Mountain View, CA – Today Google revealed interesting new details on how they plan to address latency when streaming games on Stadia. Antoine Rowe, a lead engineer on the project, described their negative latency feature that will predict user’s inputs through AI to counteract the delay caused by streaming. While the predictive technology is still in progress, the algorithm is already advanced enough to predict the platform’s own failure.
Many cloud gaming services have come and gone. As a result, game streaming platforms are often written off as a gimmick. Usually these services announce and then fail to deliver on unrealistic benchmarks and features. But now, Google is trying to break the mold by utilizing negative latency to register your inputs before you even press the buttons.
“Google Stadia will feature incredibly low latency thanks to our massive data centers, cloud technology, and advanced machine learning algorithms,” explained Rowe about the incredible new gaming platform that can accurately predict player’s inputs and its own demise.
“Many gamers are worried about the delay caused by streaming but they forget that traditional gaming setups have several frames of inherent lag,” added Rowe. “While it will take some time for the predictive AI to improve, the Stadia will eventually reach latency as low as negative 4 frames. At that point the Stadia will be vastly more responsive than local consoles, until those systems implement predictive AI too.”
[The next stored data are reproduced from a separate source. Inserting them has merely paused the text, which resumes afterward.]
PR #9797, opened 2022-04-01
Setup react-i18next

lidimayra:
Thanks to @araujobarret, now we also have an example of i18n on Force using [react-i18next](https://react.i18next.com/) - in parallel to #9449, based on [react-intl](https://formatjs.io/docs/react-intl/).

This implementation seems much simpler than the other one and it would be great to see what other engineers think about this.


src/v2/Components/Search/Suggestions/SuggestionItem.tsx
```diff
@@ -77,9 +77,6 @@ const SuggestionItemLink = styled(RouterLink).attrs({
   min-height: 60px;
 `
 
-export const PLACEHOLDER = "Search by artist, gallery, style, theme, tag, etc."
-export const PLACEHOLDER_XS = "Search Artsy"
```
lidimayra, line 81: These weren't being used anywhere besides inside the `SearchBar` component, so we deleted it from here.

src/v2/System/i18n/i18n.ts
```diff
@@ -0,0 +1,78 @@
...
+const locales = ["en-US", "de-DE"]
+
+i18n
+  .use(initReactI18next)
+  .use(LanguageDetector)
+  .init({
+    debug: true,
+    // backend: {
+    //   loadPath: "assets/locales/{{lng}}/{{ns}}.json",
+    // },
```
lidimayra, line 14: Ideally, we would like the JSON files to be loaded like this, but we couldn't make it work (serving the static assets using webpacker... any ideas?).

src/desktop/components/react/stitch_components/ReactionTooltipQuestion.tsx
```diff
@@ -1,5 +1,6 @@
 import { HelpIcon } from "@artsy/palette"
 import { Tooltip } from "v2/Components/Tooltip"
+import "v2/System/i18n/i18n"
```
lidimayra, line 3: We actually wanted that this `import` would happen only [on the `Boot` component](https://github.com/artsy/force/blob/981fa970763491e8b4204a8a0cf20648101c703d/src/v2/System/Router/Boot.tsx#L31) and it shouldn't be needed anywhere else. However, the components inside the `stitch_components` directory are used in the `.jade` files for rendering some of our static pages (like `/terms`, for example), which don't rely on `Boot` - this is why we need to replicate this `import` in some of these files.

See also [this comment](https://github.com/artsy/force/pull/9449#discussion_r824933305)

src/v2/System/i18n/i18n.ts
araujobarret: we tried a few options but none worked, basically, we need to serve the locale JSON files somewhere, we tried under /assets but got lost in the setup of how to do it, any suggestions? cc @damassi 😬

damassi: Happy to pair on this when y'all have a moment to pick this back up!

lidimayra: Thanks @damassi, that would be great! When would be a good moment for you?

Also: is there something that should be prepared beforehand?

src/v2/Components/NavBar/NavBar.tsx
```diff
@@ -230,7 +236,7 @@ export const NavBar: React.FC = track(
                         })
                       }}
                     >
-                      Log In
+                      {t("navbar.login")}
```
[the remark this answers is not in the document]
lidimayra: Thanksss @pvinis , applied these changes and squashed it!! ❤️

src/desktop/components/react/stitch_components/ReactionTooltipQuestion.tsx
damassi: I wouldn't worry about anything that exists inside of `/desktop`; this folder is soon going to be deleted completely.

src/v2/System/i18n/i18n.ts
damassi: I'm back from OOO; please reach out in slack!

src/desktop/components/react/stitch_components/ReactionTooltipQuestion.tsx
lidimayra: hmm, but it's still being used right? The issue here is that if we don't make this change here, some of our existing pages crash...

damassi: Oh i see! ok, np 👍

damassi: Once we delete desktop this will just go away safely

damassi:
👋 Heads up! A major change is incoming in Force, where we flatten out the `src/v2` directory into `src`. This will take place **next Thursday** and be merged in, which could impact PRs with rebase conflicts (since all of our import paths will soon change). If your PR can be merged in, please do so by next Weds. (See [this thread](https://artsy.slack.com/archives/C02BC3HEJ/p1657821372559579) for more info.)

jest.config.v2.js
```diff
@@ -19,7 +19,7 @@ module.exports = {
       testURL: "http://localhost",
       transform: {
         "\\.(gql|graphql)$": "jest-transform-graphql",
-        ".(ts|tsx|js|jsx)": "babel-jest",
+        "^.+\\.(ts|tsx|js|jsx)$": "babel-jest",
```
pvinis, line 22: this regex feels weird.. the `$` at the end makes sense, and should be enough to exclude the json files. the beginning part seems unnecessary?

src/v2/System/i18n/i18n.ts
```diff
@@ -0,0 +1,24 @@
+import i18n from "i18next"
+import { initReactI18next } from "react-i18next"
+
+const translations = require("v2/System/locales/en-US/translation.json")
+
+i18n.use(initReactI18next).init({
+  debug: true,
```
pvinis, line 7: do we need this `true`? 🤔

src/v2/Components/NavBar/__tests__/NavBar.jest.tsx
```diff
@@ -62,17 +62,17 @@ describe("NavBar", () => {
   describe("desktop", () => {
     it("renders logged out items", () => {
       const wrapper = getWrapper()
-      expect(wrapper.html()).toContain("Log In")
-      expect(wrapper.html()).toContain("Sign Up")
+      expect(wrapper.html()).toContain("navbar.login")
```
pvinis, line 65: this is strange.. should it contain the key? feels like the test should be testing if the actual text is there.

something like
```
it("works in English", () => {
  expect(getWrapper().html()).toContain("Log In")
})
it("works in Greek", () => {
  someFuncToMockBrowserLang("gr")
  expect(getWrapper().html()).toContain("Σύνδεση")
})
```

src/v2/Components/Search/SearchBar.tsx
```diff
@@ -28,10 +26,11 @@ import { useDidMount } from "v2/Utils/Hooks/useDidMount"
 import createLogger from "v2/Utils/logger"
 import { Media } from "v2/Utils/Responsive"
 import { SearchInputContainer } from "./SearchInputContainer"
+import { withTranslation, WithTranslation } from "react-i18next"
 
 const logger = createLogger("Components/Search/SearchBar")
 
-export interface Props extends SystemContextProps {
+export interface Props extends SystemContextProps, WithTranslation {
```
pvinis, line 33: why would we do this here this way, and not with the same `useTranslation` hook?

pvinis: oh i see.. this is a class component.

even though it makes sense, I would much prefer it if we used something like https://github.com/artsy/eigen/blob/26a98c408c223efefbb0b8309448c3bb79256ab3/src/app/Scenes/Search/components/CityGuideCTA.tsx#L12-L13 (docs here at the bottom https://github.com/artsy/eigen/blob/b4484db7fb7ddfbad4e903c993628bbd90a909b3/docs/palette_v3_migration_guide.md)
so we can keep everything nice and centralized, with a `t` exposed.

pvinis (changes requested):
some questions and some suggestions 🤔

src/v2/System/i18n/i18n.ts
lidimayra: I thought it would be better to keep it `true` as it is helpful in case we have issues when translations can't be loaded (default value is false). Would it be better to remove it?

src/v2/Components/NavBar/__tests__/NavBar.jest.tsx
lidimayra: Yeah, this is something that we also discussed during the implementation... but if the goal here is that at some point the language experts should be capable of using a third-party service to update the translations as they wish, do we want the tests to fail when the content of text changes?

jest.config.v2.js
lidimayra: I don't know, but I'm trying to apply this here: [b5a4584](https://github.com/artsy/force/pull/9797/commits/b5a458433ba7f97eb767004e8969028bb471031c) 🤞

src/v2/Components/NavBar/__tests__/NavBar.jest.tsx
pvinis: i would say yes 🤔.

i guess we should support both? it would be great to be able to test the actual text we expand to, to test that languages are actually applied correctly, but also we should allow for key strings to be checked, though that can just be the `testID` 🤔. Im not set on one or the other.

Maybe we start with something and see how it goes. I just feel like checking just for the key might take us to a place where a translation is missing, and we never know, because our test is green, and our website says `navbar.signup` instead of `Sign Up`.

src/v2/System/i18n/i18n.ts
pvinis: as long as it doesnt break anything for real user on prod, then lets keep it here. I'm just not sure what this `true` entails, so I was being cautious.

pvinis (dismissed):
approving this, since the comments are non-blocking. happy to pair or make a PR on top of this for a `<ClassI18n>` component to simplify the class comp case.

src/v2/Components/Search/SearchBar.tsx
lidimayra: I completely agree that your suggestion would be much cleaner, if it's possible to open a PR on top of this one, that would be great. I just don't want to put any pressure on you either, I'm already super grateful for the careful code review. ❤️

src/v2/System/i18n/i18n.ts
lidimayra: Good call!
This is the official definition: https://www.i18next.com/overview/configuration-options

> logs info level to console output. Helps finding issues with loading not working

As I understand, it's just about logs, so I don't think it can break anything. Do you think I could be missing something?

src/v2/Components/NavBar/__tests__/NavBar.jest.tsx
lidimayra: Yeah, this is a super valid point
I added [1b51258](https://github.com/artsy/force/pull/9797/commits/1b512587d6c40577e8ad1fab8a578314a5b30237) to change the test to look for the strings instead of keys

src/v2/System/i18n/i18n.ts
pvinis: makes sense. all good then :)

src/v2/Components/Search/SearchBar.tsx
pvinis: I'll take a quick stab at it.

src/v2/System/i18n/i18n.ts
damassi: We should only enable this in development, which is as easy as checking `debug: getENV("NODE_ENV") === "development"

src/v2/System/i18n/ClassI18n.tsx
```diff
@@ -0,0 +1,13 @@
+import * as React from "react"
+import { TFunction, useTranslation } from "react-i18next"
+
+interface ClassI18nProps {
+  children:
+    | React.ReactNode
+    | (({ t }: { t: TFunction<"translation", undefined> }) => React.ReactNode)
+}
+
+export const ClassI18n = ({ children }: ClassI18nProps) => {
```
damassi, line 10: @lidimayra - mind adding some docs in this file around what this file does and why its needed?

damassi:
🎉

src/v2/System/locales/en/translation.json
```diff
@@ -0,0 +1,22 @@
...
+    "artists":"Artists",
+    "artworks":"Artworks",
+    "galleries":"Galleries",
+    "auctions":"Auctions",
+    "fairs":"Fairs",
+    "museums":"Museums",
+    "viewingRooms":"Viewing Rooms",
+    "nfts":"NFTs",
+    "signup":"Sign up",
+    "login":"Log In",
```
anandaroop, line 15: Two things:

- Wondering about difference in casing between these two phrases. Intentional? (Looks they were both title-case before, but now "Sign up" is sentence-case.)

- Noting [the fallout](https://artsy.slack.com/archives/C9SATFLUU/p1658171312694339) in Integrity specs that we're seeing in CI now, related to this change

damassi: Yep, should be title case

damassi: Fixed over here: https://github.com/artsy/force/pull/10550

But what happens when the negative latency AI predicts incorrectly? Rowe suggests that in those cases it’s really the player that was wrong. After all, are you really smarter than the incredibly sophisticated AI that can not only predict complex gaming decisions in negative milliseconds, but also that the Stadia is highly unlikely to succeed as a platform?
The negative latency feature is projected to reach its target effectiveness in about 2 years, so it won’t be boasting the impressively low delay right out of the gate when Stadia launches next month. This is not only because the machine learning algorithm needs to analyze large amounts of data in order to predict more accurately, but also due to the fact that it’s easier to predict inputs when there’s no one left playing.